━━ INPUT DATA

PR #470, opened 2022-01-07
Docs for TorchHub registery

da-tubi:


docs/sqlml.rst
```diff
@@ -107,6 +109,66 @@ the content of "s3://bucket/to/spec.yaml" can be:
...
+    .. code-block:: verbatim
+
+        torchhub:///repo_owner/repo_name[:tag_name]/model_name
+
+
+In this case, here is the corresponding Python snippets to load the model:
+
+    .. code-block:: python
+
+        model = torch.hub.load('pytorch/vision:v0.9.1', 'resnet50', pretrained=True)
```
eddyxu, line 149: Can this integration load non-pretrained model?

docs/sqlml.rst
```diff
@@ -107,6 +109,66 @@ the content of "s3://bucket/to/spec.yaml" can be:
...
+
+
+Given the `repo_owner`, `repo_name` and `model_name`, here is how default PREPROCESSOR and
+POSTPROCESSOR are generated:
+
+    .. code-block:: SQL
+
+        PREPROCESSOR 'rikai.contrib.torchhub.{repo_owner}.{repo_name}.{model_name}.pre_processing'
```
eddyxu, line 157: what if the model owner in torchhub changes the input/output for a model between two versions / tags?

docs/sqlml.rst
darcy-shen: I have not tested it. It is not planned in this IMPL for Torchhub registery.

docs/sqlml.rst
darcy-shen: let the user get their hands dirty to handle different version of models

torchhub registery is for exploring

for rikai shipped pre/post processors, there are unit tests to make sure it works with the version shipped by Rikai.

eddyxu: What is user story here? My impression of a user journey is that
 

1. User tries the torchhub model over some coco compatible dataset, to visualize coco-defined labels.
2. Train the model using users' own dataset for another purpose (i.e., https://github.com/eto-ai/rikai/issues/456) 
3. Evaluate, debug the torchhub model + user's own dataset, preferably via `ML_PREDICT`
4. Deploy to production

It looks like the `torchhub://` is designed for 1,  how can user do the rest which might be the majority of their workflow?

darcy-shen: Yes.

`torchhub://` is for new Rikai users to get themselves bootstrapped with minimum dependencies.

eddyxu (approved):
I still have some questions w.r.t how this fit into the end to end workflow tho. But not a blocker.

━━━━

From the entries above, extract only the lines running from the one containing "3. Evaluate, debug" through the one containing "darcy-shen: Yes.", inclusive.

3. Evaluate, debug the torchhub model + user's own dataset, preferably via `ML_PREDICT`
4. Deploy to production

It looks like the `torchhub://` is designed for 1,  how can user do the rest which might be the majority of their workflow?

darcy-shen: Yes.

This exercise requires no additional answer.